PR #1065, opened 2026-05-31
Refactor batch 4: Scope + LogFetcher docs (#1063)

### LINKED ISSUE #1063: Refactor batch 4: RunnerBarCore/Scope + LogFetcher
Part of #1038

### Files
- `Sources/RunnerBarCore/Scope/ScopeEntry.swift`
- `Sources/RunnerBarCore/Scope/ScopePreferencesStore.swift`
- `Sources/RunnerBarCore/Services/LogFetcher.swift`

### Goals
- Fix file header if needed
- Remove any blanket `swiftlint:disable` suppressions — fix violations at source
- Add `///` doc comments to all public/internal declarations
- Rename any unclear local variables
- No logic changes

eonist:
## **User description**
Closes #1063
Part of #1038

### `ScopeEntry.swift` — no changes needed
Already fully documented with correct header, `///` on all declarations, and clear init docs.

### `ScopePreferencesStore.swift` — no changes needed
Already fully documented. All getters/setters have `///` comments, key builder is explained, cleanup contract is documented.

### `LogFetcher.swift` — docs improved
- `unzipBinaryPath`: weak one-liner replaced with a proper doc explaining *why* the path is hardcoded (always available on macOS)
- `ghRaw(_:timeout:)`: added full `///` doc explaining the transport-shim indirection, the S3 redirect behaviour, and parameter/return semantics
- `fetchActionLogs(group:)`: added `///` doc covering the parallel dispatch strategy, the `OSAllocatedUnfairLock` guard, sort ordering, and return semantics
- - -
→ **Instructions for the task**:
Working through the data above, find every line holding "LogFetcher" and copy it.

→ **Result of the task**:
Refactor batch 4: Scope + LogFetcher docs (#1063)
### LINKED ISSUE #1063: Refactor batch 4: RunnerBarCore/Scope + LogFetcher
- `Sources/RunnerBarCore/Services/LogFetcher.swift`
### `LogFetcher.swift` — docs improved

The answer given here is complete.